Fixes: 31114af758c7e6 ("ovn-nbctl: Update logical router port commands.")
Signed-off-by: Gurucharan Shetty <guru@ovn.org>
---
 tests/ovn.at | 20 +++++++++-----------
 1 file changed, 9 insertions(+), 11 deletions(-)

Comments

Ben Pfaff July 18, 2016, 5:35 p.m. UTC | #1
On Mon, Jul 18, 2016 at 12:00:30AM -0700, Gurucharan Shetty wrote:
> We should not use "peer" while connecting a router to a switch.
> (Doing so, will cause ovn-northd to constantly create and destroy
> port_binding records which causes CPU utilization of ovn-controller to
> spike up.)
> 
> Fixes: 31114af758c7e6 ("ovn-nbctl: Update logical router port commands.")
> Signed-off-by: Gurucharan Shetty <guru@ovn.org>

This seems like a bug in ovn-northd.  Did you investigate why it
happens?

Acked-by: Ben Pfaff <blp@ovn.org>
Flavio Fernandes July 18, 2016, 5:38 p.m. UTC | #2
On Mon, Jul 18, 2016 at 3:00 AM, Gurucharan Shetty <guru@ovn.org> wrote:

> We should not use "peer" while connecting a router to a switch.
> (Doing so, will cause ovn-northd to constantly create and destroy
> port_binding records which causes CPU utilization of ovn-controller to
> spike up.)
>
> Fixes: 31114af758c7e6 ("ovn-nbctl: Update logical router port commands.")
> Signed-off-by: Gurucharan Shetty <guru@ovn.org>
>

Acked-by: Flavio Fernandes <flavio@flaviof.com>
Guru Shetty July 18, 2016, 6:34 p.m. UTC | #3
On 18 July 2016 at 10:35, Ben Pfaff <blp@ovn.org> wrote:

> On Mon, Jul 18, 2016 at 12:00:30AM -0700, Gurucharan Shetty wrote:
> > We should not use "peer" while connecting a router to a switch.
> > (Doing so, will cause ovn-northd to constantly create and destroy
> > port_binding records which causes CPU utilization of ovn-controller to
> > spike up.)
> >
> > Fixes: 31114af758c7e6 ("ovn-nbctl: Update logical router port commands.")
> > Signed-off-by: Gurucharan Shetty <guru@ovn.org>
>
> I updated the commit message to correctly say:
    We should not use "peer" while connecting a router to a switch.
    (Doing so, will cause ovn-northd to constantly create and destroy
    logical_flow records which causes CPU utilization of ovn-controller to
    spike up.)


> This seems like a bug in ovn-northd.  Did you investigate why it
> happens?
>
I think I know ( I haven't put a debugger to confirm). We create a logical
flow incorrectly and add it via ovn_lflow_add() with a switch's datapath
and a router's pipeline stage (S_ROUTER_IN_ARP_RESOLVE) here (This is when
we incorrectly set router's peer as a switch):
https://github.com/openvswitch/ovs/blob/master/ovn/northd/ovn-northd.c#L2614

In build_lflows, we go through each record of SB database's logical flows
and then do a ovn_lflow_find() which returns a negative if the data was
wrongly inserted, so it goes ahead and deleted the record from SB database.

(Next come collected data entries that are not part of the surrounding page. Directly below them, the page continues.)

PR #907, opened 2024-09-23
Add RewriteControlFlow phase.

### LINKED ISSUE #393: Add a `RewriteControlFlow` phase (`return`/`continue`/`break`)
We want a phase that eliminates explicit control flow (say a `return` or a `break`) by moving or duplicating code.

We want to rewrite the control flow so that every `return`, `break` or `continue` always appears in a return position in our AST. Returns in return positions can be dropped: e.g. `if ... then {return 3;} else {return 5;}` can be simplified in `if ... then {3} else {5}`.

 - [x] rewrite control flow for `return`s appearing outside of a loop (this was PR #907);
 - [ ] rewrite control flow for `return`, `break` and `continue` within a loop.

See *Details* below for a lengthy explanation.

<details>
  <summary>Details</summary>
  
[Question marks](https://doc.rust-lang.org/rust-by-example/std/result/question_mark.html) (but also `return` and friends) used to be transformed in a monadic style.

In this style, computations are promoted to a `Result` or `Option` monad, and `pure` and `bind` nodes are inserted heavily.

For instance, let's consider the following function:
```rust
fn test(x: Option<u8>) -> Option<u8> {
    Some(f(x?) + 4)
}
```

This would be transformed to this monadic F* function, where `(let*)` is basically a `bind` node in the option monad:
```fstar
let test (x: option u8) : option u8 =
  run_monad (
    let* hoist1:u8 = x in
      Some
      (let hoist2:u8 = f hoist1 in
        let hoist3:u8 = hoist2 + 4 in
        Some hoist3 <: option u8)
      <:
      option (option u8))
```

While this is a correct translation, lifting everything to a monad and running the monad is a bit heavy.

Instead, the control flow of the Rust function `test` can be rewritten into:
```rust
match x {
   Some(x) => Some(f(x) + 4),
   None => None
}
``` 

Rewriting control flow is about pushing `?`s to return positions. When `?` appears deep in a `if`/`match` node itself nested in a sequential expression (e.g. a sequence or a function call), then such rewriting can result in code duplication. Example:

In the next block, it will insert it back into the SB database. I will send
one additional fix. But, I think we should also assert in ovn_lflow_add if
we add a datapath with a different datapath's pipeline - not sure what is a
nice way to do that.


>
> Acked-by: Ben Pfaff <blp@ovn.org>
>
Guru Shetty July 18, 2016, 8:57 p.m. UTC | #4
On 18 July 2016 at 13:11, Ben Pfaff <blp@ovn.org> wrote:

> On Mon, Jul 18, 2016 at 11:34:54AM -0700, Guru Shetty wrote:
> > On 18 July 2016 at 10:35, Ben Pfaff <blp@ovn.org> wrote:
> >
> > > On Mon, Jul 18, 2016 at 12:00:30AM -0700, Gurucharan Shetty wrote:
> > > > We should not use "peer" while connecting a router to a switch.
> > > > (Doing so, will cause ovn-northd to constantly create and destroy
> > > > port_binding records which causes CPU utilization of ovn-controller
> to
> > > > spike up.)
> > > >
> > > > Fixes: 31114af758c7e6 ("ovn-nbctl: Update logical router port
> commands.")
> > > > Signed-off-by: Gurucharan Shetty <guru@ovn.org>
> > >
> > > I updated the commit message to correctly say:
> >     We should not use "peer" while connecting a router to a switch.
> >     (Doing so, will cause ovn-northd to constantly create and destroy
> >     logical_flow records which causes CPU utilization of ovn-controller
> to
> >     spike up.)
> >
> >
> > > This seems like a bug in ovn-northd.  Did you investigate why it
> > > happens?
> > >
> > I think I know ( I haven't put a debugger to confirm). We create a
> logical
> > flow incorrectly and add it via ovn_lflow_add() with a switch's datapath
> > and a router's pipeline stage (S_ROUTER_IN_ARP_RESOLVE) here (This is
> when
> > we incorrectly set router's peer as a switch):
> >
> https://github.com/openvswitch/ovs/blob/master/ovn/northd/ovn-northd.c#L2614
>
> Oh, good spotting, can we fix it something like this?
>
> diff --git a/ovn/northd/ovn-northd.c b/ovn/northd/ovn-northd.c
> index 7ce509d..97e3271 100644
> --- a/ovn/northd/ovn-northd.c
> +++ b/ovn/northd/ovn-northd.c
> @@ -715,7 +736,10 @@ join_logical_ports(struct northd_context *ctx,
>                  sizeof *op->od->router_ports * (op->od->n_router_ports +
> 1));
>              op->od->router_ports[op->od->n_router_ports++] = op;
>          } else if (op->nbr && op->nbr->peer) {
> -            op->peer = ovn_port_find(ports, op->nbr->peer);
> +            struct ovn_port *peer = ovn_port_find(ports, op->nbr->peer);
> +            if (peer && peer->nbr) {
> +                op->peer = peer;
> +            }
>          }
>      }
>  }
>
Since the original patch in question fixed faulty tests independently, I
had applied it as soon as I got your Ack. The above code snippet is good
underlying fix. So you have my:
Acked-by: Gurucharan Shetty <guru@ovn.org>


>
> > In build_lflows, we go through each record of SB database's logical flows
> > and then do a ovn_lflow_find() which returns a negative if the data was
> > wrongly inserted, so it goes ahead and deleted the record from SB
> database.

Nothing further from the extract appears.